■ Aim of the exercise:
Reproduce all of the material, keeping each line intact.
(Exercise material Opens)
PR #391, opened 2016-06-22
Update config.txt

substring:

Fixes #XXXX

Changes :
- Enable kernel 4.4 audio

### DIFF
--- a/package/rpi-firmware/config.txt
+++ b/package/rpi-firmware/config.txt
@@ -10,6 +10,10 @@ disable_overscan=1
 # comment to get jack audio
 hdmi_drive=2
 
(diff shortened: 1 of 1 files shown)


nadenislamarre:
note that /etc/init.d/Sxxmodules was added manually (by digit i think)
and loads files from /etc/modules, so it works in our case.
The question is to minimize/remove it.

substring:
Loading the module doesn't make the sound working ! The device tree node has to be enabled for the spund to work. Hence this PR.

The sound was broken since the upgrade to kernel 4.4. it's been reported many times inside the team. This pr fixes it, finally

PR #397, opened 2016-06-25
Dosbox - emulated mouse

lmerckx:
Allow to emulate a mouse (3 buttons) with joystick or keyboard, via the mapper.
(Exercise material Closes)
■ Result:
PR #391, opened 2016-06-22
Update config.txt

substring:

Fixes #XXXX

Changes :
- Enable kernel 4.4 audio

### DIFF
--- a/package/rpi-firmware/config.txt
+++ b/package/rpi-firmware/config.txt
@@ -10,6 +10,10 @@ disable_overscan=1
 # comment to get jack audio
 hdmi_drive=2
 
(diff shortened: 1 of 1 files shown)


nadenislamarre:
note that /etc/init.d/Sxxmodules was added manually (by digit i think)
and loads files from /etc/modules, so it works in our case.
The question is to minimize/remove it.

substring:
Loading the module doesn't make the sound working ! The device tree node has to be enabled for the spund to work. Hence this PR.

The sound was broken since the upgrade to kernel 4.4. it's been reported many times inside the team. This pr fixes it, finally

PR #397, opened 2016-06-25
Dosbox - emulated mouse

lmerckx:
Allow to emulate a mouse (3 buttons) with joystick or keyboard, via the mapper.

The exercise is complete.